**Work order**
Read the data, and whenever a line holds the word "SetStrategySortOrderSchema", report that line.

**Extracted entries**
*** Begin section ***

PR #4248, opened 2023-07-17
Feat/feature environment strategy execution reorder

andreas-unleash:
When reordering strategies for a feature environment:
- Adds stop when CR are enabled
- Emits an event 

## About the changes

Closes #

### DIFF
--- a/src/lib/services/feature-toggle-service.ts
+++ b/src/lib/services/feature-toggle-service.ts
@@ -431,7 +431,7 @@ class FeatureToggleService {
             })
             .map((strategy) => strategy.id);
 
-        const eventPreData: StrategyIds = existingOrder;
+        const eventPreData: StrategyIds = { strategyIds: existingOrder };
 
         await Promise.all(
             sortOrders.map(async ({ id, sortOrder }) => {
@@ -459,7 +459,7 @@ class FeatureToggleService {
             })
             .map((strategy) => strategy.id);
 
-        const eventData: StrategyIds = newOrder;
+        const eventData: StrategyIds = { strategyIds: newOrder };
         const tags = await this.tagStore.getAllTagsForFeature(featureName);
         const event = new StrategiesOrderChangedEvent({
             featureName,
--- a/src/lib/services/feature-toggle-service.ts
+++ b/src/lib/services/feature-toggle-service.ts
@@ -442,18 +442,17 @@ class FeatureToggleService {
         );
 
         const tags = await this.tagStore.getAllTagsForFeature(featureName);
-
-        await this.eventStore.store(
-            new FeatureEnvironmentStrategyExecutionOrderUpdatedEvent({
-                featureName,
-                environment,
-                project,
-                createdBy,
-                preData: eventPreData,
-                data: eventData,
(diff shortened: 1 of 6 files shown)


src/lib/services/feature-toggle-service.ts
```diff
@@ -378,17 +380,92 @@ class FeatureToggleService {
...
+        const { featureName, environment, projectId: project } = context;
+        const existingOrder = (
+            await this.getStrategiesForEnvironment(
+                project,
+                featureName,
+                environment,
+            )
+        )
+            .sort((a, b) =>
+                !!a.sortOrder && !!b.sortOrder
```
sighphyre, line 423: Can we reuse the sort done here: https://github.com/Unleash/unleash/pull/4218, it's a bit easier to read imo and while we should have strategies without sorting order, if we do, I'd rather they were handled in the same way

sighphyre (commented):
This looks significant enough to want tests, or is it covered by existing tests?

src/lib/services/feature-toggle-service.ts
kwasniew: +1

src/lib/types/events.ts
```diff
@@ -326,6 +328,43 @@ export class FeatureEnvironmentEvent extends BaseEvent {
         this.environment = p.environment;
     }
 }
+export type EnvironmentStrategyExecutionOrder = string[];
```
kwasniew, line 331: Can we call it StrategyIds?

src/lib/types/events.ts
```diff
@@ -326,6 +328,43 @@ export class FeatureEnvironmentEvent extends BaseEvent {
...
+export class FeatureEnvironmentStrategyExecutionOrderUpdatedEvent extends BaseEvent {
```
kwasniew, line 332: I'd go for something easier to use in a conversation e.g. StrategiesOrderChangedEvent

kwasniew (changes requested):
I'd write a few tests that show:
* updated order
* event emitted 
* stopped when CR enabled

src/test/e2e/api/admin/project/features.e2e.test.ts
```diff
@@ -3227,3 +3228,130 @@ test('Enabling a feature environment should add the default strategy when only d
...
+    await addStrategies(featureName, envName);
+    const { body } = await app.request.get(
+        `/api/admin/projects/default/features/${featureName}/environments/${envName}/strategies`,
+    );
+
+    const strategies: FeatureStrategySchema[] = body;
+    let order = 1;
+    const sortOrders: SetStrategySortOrderSchema = [];
+
+    strategies.forEach((strategy) => {
```
kwasniew, line 3335: I'd replace forEach with map for readability
```
const strategies: FeatureStrategySchema[] = body;
const sortOrders: SetStrategySortOrderSchema[] = strategies.map((strategy, index) => ({
    id: strategy.id!,
    sortOrder: index + 1
}));
```

kwasniew (approved):
Nice. Minor comments inside.

PR #4254, opened 2023-07-17
feat: remove legacy playground

kwasniew:
## About the changes

* everyone gets a new playground and old one is removed from code
* flag is still left for variant/runtime value control of the results limit
* since the old playground evaluation URL is gone the new playground can take it over (since this API is used for the UI I'm wondering if we can make a breaking change and take over the old URL)

## Discussion points

* are there any other UI components we can remove cc: @andreas-unleash 
* can we have a breaking change in the API cc: @thomasheartman


thomasheartman (changes requested):
This is very nice! But unfortunately, I'm going to say that no, we cannot arbitrarily break the API without doing a new major version bump of Unleash. Sure, it's intended to be used for the UI, but it's not marked as such, and it's just as possible to use it via the API. So we can deprecate the endpoint, but we can't remove it until Unleash 6.

At least, that's my opinion. But I might be missing something and am open to hearing your thoughts.

kwasniew:
@thomasheartman fair point. We can deprecate it in the first step.

kwasniew:
Superseded by https://github.com/Unleash/unleash/pull/4262

PR #4256, opened 2023-07-17
#4205: add openapi definition for the new endpoint

thomasheartman:
This PR adds an operation and accompanying openapi docs for the new "update feature type lifetime" API operation.

It also fixes an oversight where the other endpoint on the same controller didn't use `respondWithValidation`.

Note: the API here is a suggestion. I'd like to hear whether you agree with this implementation or not.


src/lib/routes/admin-api/feature-type.ts
```diff
@@ -50,15 +64,61 @@ export class FeatureTypeController extends Controller {
...
+            UpdateFeatureTypeLifetimeSchema
+        >,
+        res: Response<FeatureTypeSchema>,
+    ): Promise<void> {
+        if (this.flagResolver.isEnabled('configurableFeatureTypeLifetimes')) {
+            throw new NotImplementedError(
+                "This operation isn't implemented yet",
+            );
+        } else {
+            res.status(409).end();
```
Tymek, line 121: `409` is not in responses. It's temporary, right?

Tymek (approved):

src/lib/routes/admin-api/feature-type.ts
thomasheartman: Good point! Yeah, it's only temporary until the endpoint gets stabilized. But good point; I'll add it to the endpoint description for now.

PR #4258, opened 2023-07-17
Group schema updates

kwasniew:
## About the changes

OpenAPI schemas for group, groups and group user


src/lib/openapi/spec/group-schema.ts
```diff
@@ -7,49 +7,67 @@ export const groupSchema = {
     type: 'object',
     additionalProperties: true,
```
thomasheartman, line 8: This is a response schema, right? In that case, this should be `false`
```suggestion
    additionalProperties: false,
```

src/lib/openapi/spec/group-schema.ts
```diff
@@ -7,49 +7,67 @@ export const groupSchema = {
...
     required: ['name'],
+    description: 'A detailed information about a user group',
     properties: {
         id: {
-            type: 'number',
+            description: 'The group id',
+            type: 'integer',
+            example: 1,
```
thomasheartman, line 15: Not blocking and not really important on response schemas, but what's the minimum ID we use? We could indicate that here 💁🏼 

```suggestion
            example: 1,
            minimum: 1, // or 0?
```

src/lib/openapi/spec/group-user-model-schema.ts
```diff
@@ -6,14 +6,19 @@ export const groupUserModelSchema = {
     type: 'object',
     additionalProperties: false,
     required: ['user'],
+    description: 'Details for the single user belonging to a group',
     properties: {
         joinedAt: {
+            description: 'A date when the user join the group',
```
thomasheartman, line 12:
```suggestion
            description: 'The date when the user joined the group',
```

src/lib/openapi/spec/group-user-model-schema.ts
```diff
@@ -6,14 +6,19 @@ export const groupUserModelSchema = {
     type: 'object',
     additionalProperties: false,
     required: ['user'],
+    description: 'Details for the single user belonging to a group',
```
thomasheartman, line 9:
```suggestion
    description: 'Details for a single user belonging to a group',
```

src/lib/openapi/spec/group-user-model-schema.ts
```diff
@@ -6,14 +6,19 @@ export const groupUserModelSchema = {
...
     properties: {
         joinedAt: {
+            description: 'A date when the user join the group',
             type: 'string',
             format: 'date-time',
+            example: '2023-06-30T11:41:00.123Z',
         },
         createdBy: {
+            description: 'A user who added the group user',
```
thomasheartman, line 18: Wow, that's a tricky thing to try to formulate. Maybe something like this? I'm not sure it's better or worse 😅 

```suggestion
            description: 'The username of the user who added this user to this group',
```

thomasheartman (approved):
This looks good! Got a few small suggestions, but nothing preventing this from going in 💯

src/lib/openapi/spec/group-schema.ts
kwasniew: This one is shared for request and response schema. Once I get to the create schemas I may split those two. But for now I only wanted to add examples/descriptions

src/lib/openapi/spec/group-schema.ts
kwasniew: In my DB it's 1 but it's a DB implementation detail so not sure if it adds much value

thomasheartman: Yeah, and because it's not something you can set yourself, it doesn't matter much. I'd set it to `0` so that people can used unsigned integers if they want to, but I'll leave it up to you.

kwasniew: Actually 0 should never occur because postgres starts counting from 1 at least on my machine. But I don't want to make too many assumptions here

*** End section ***

**Written solution**
+    const sortOrders: SetStrategySortOrderSchema = [];
const sortOrders: SetStrategySortOrderSchema[] = strategies.map((strategy, index) => ({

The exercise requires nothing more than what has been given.